"Wenn die Biene von der Erde verschwindet, dann hat der Mensch nur noch vier Jahre zu leben", soll Albert Einstein angeblich gesagt haben. Tatsächlich sind global 35 Prozent der Nutzpflanzen auf Bestäubung durch ­Insekten angewiesen oder erzielen dadurch höhere Erträge. Deshalb alarmieren die seit Jahren weltweit abnehmenden Populationen von Honig- und vielen Wildbienenarten Forscher und Politiker. Andere Insektengruppen erhalten in dieser "Bestäuberkrise" weniger Aufmerksamkeit – offenbar zu Unrecht, wie nun eine weltweite Studie zeigt, an der einer von uns, Frank Jauker, beteiligt war. Er beobachtet schon seit Langem Schwebfliegen und Bienen auf Rapsfeldern nördlich von Frankfurt am Main.

Im Frühjahr 2013 nahm die Öko­login Romina Rader von der australischen University of New England in Armidale mit rund 50 weiteren Forschern Kontakt auf, um für 20 wichtige Kulturpflanzen weltweit erstmals den Beitrag anderer Insekten zur Bestäubung zu ­berechnen. Die an der Kollaboration ­beteiligten Wissenschaftler trugen 39 Datensätze von insgesamt 480 Feldern auf fünf Kontinenten zusammen. Dafür hatten sie erfasst, wie oft Mitglieder verschiedener Insektengruppen die Pflanzen besuchen und wie gut sie dabei die Blüten befruchten. Unter diesen waren neben Bienen auch Fliegen, Käfer, Ameisen, Schmetterlinge, Wespen und andere.

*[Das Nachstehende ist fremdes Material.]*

PR #2938, opened 2026-02-18
jdbi4: Remove auto-install plugins feature, finally

stevenschlansker:


hgschmie:
I don't have any particularly strong feelings about that feature but I would also be ok with just removing the test and plugin integration and leave the config files in place and offer users the ability to either write code that uses the service loader or some utility method that they can call in place.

Es zeigte sich, dass beispielsweise für Kaffee und Wassermelone vor allem verschiedene Bienen wichtig sind, während etwa Mango oder Möhre von den übrigen Arten stark profitieren (siehe Grafik unten). Hochgerechnet waren die "Nichtbienen" für fast 40 Prozent der Blütenbesuche verantwortlich. Demnach erwies sich diese Gruppe aufs Ganze gesehen als genauso fleißig wie Honigbienen und übertraf sogar die Wildbienen, die gut 20 Prozent der Besuche tätigten. …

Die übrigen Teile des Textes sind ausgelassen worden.